Gary Lum told the Community Affairs Legislation Committee:
If a patient who is from Maine, Connecticut or another area
in the north-east of the United States or from the Black Forest of Germany, who
has been bitten by a tick and then travels to visit Australia and sees a
general practitioner and has a blood test, we get a positive diagnosis. The
same is true for Australians travelling to those areas and coming back with a
rash and feeling unwell.
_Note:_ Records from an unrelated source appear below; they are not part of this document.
PR #24268, opened 2023-03-19
Fix #24267: loading the extrafields of the related product in dynamic price expression

### LINKED ISSUE #24267: Bug: Dynamic price / parseExpression ist not loading the extrafields of product
### Bug

In the price expression for dynamic prices, extrafields of the product should be usable via #extrafield_nameofthefield#, but currently they are not loaded correctly.

### Environment Version

17

All extrafields of the product shall be usable as variables in the price expression.

priojk:
In the price expression of dynamic prices, the extrafields of the product were not loaded correctly. Amended the routine to fetch the extrafileds/optionals.

### DIFF
--- a/htdocs/product/dynamic_price/class/price_parser.class.php
+++ b/htdocs/product/dynamic_price/class/price_parser.class.php
@@ -156,11 +156,10 @@ class PriceParser
 
 		//Retrieve all extrafield for product and add it to values
 		$extrafields = new ExtraFields($this->db);
+        $extralabels = $extrafields->fetch_name_optionals_label($product->table_element);
 		$product->fetch_optionals();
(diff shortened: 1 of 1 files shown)


htdocs/product/dynamic_price/class/price_parser.class.php
```diff
@@ -156,11 +156,10 @@ public function parseExpression($product, $expression, $values)
 
 		//Retrieve all extrafield for product and add it to values
 		$extrafields = new ExtraFields($this->db);
+		$extralabels = $extrafields->fetch_name_optionals_label($product->table_element);
```
eldy, line 159: I made a little change (pushed after this PR) because it is better to use the already loaded $extrafields object if available.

Lyme disease is considered because they were in an
endemic area, and a diagnosis is readily made in an Australian accredited
medical testing laboratory.[9]
3.11
The Public Health Laboratory Network (PHLN) submitted that the
interpretation of serology tests depend on three key factors:
-
the sensitivity of the test (the percentage of people with the
disease who will have a positive test);
-
the specificity of the test (the percentage of people without the
disease who will have a negative test); and
-
the pre-test likelihood of the person having the disease, based
on the prevalence of the disease in the population being tested.[10]
3.12
As classical Lyme disease is considered to have a low prevalence
in Australia, locally acquired cases are considered likely to return negative
results for Borrelia. The PHLN notes that positive results for locally
acquired Lyme disease are likely to be 'false positives' and are not uncommon
in patients suffering other conditions:
... a positive result is more likely to be a false-positive if
the test is performed on a person with a low pre-test likelihood of having the
condition, such as testing for Lyme disease in Australia. There are two factors
at play here – the first is that when less stringent interpretative criteria
are used ... the results will be skewed to more patients with the disease. The
other factor is that the assays were developed for classical Lyme disease, so
for patients in a low prevalence population with nonspecific symptoms, the
predictive value is low and reactive results are more likely to reflect absence
of disease while nonreactive results likely reflect true absence of disease.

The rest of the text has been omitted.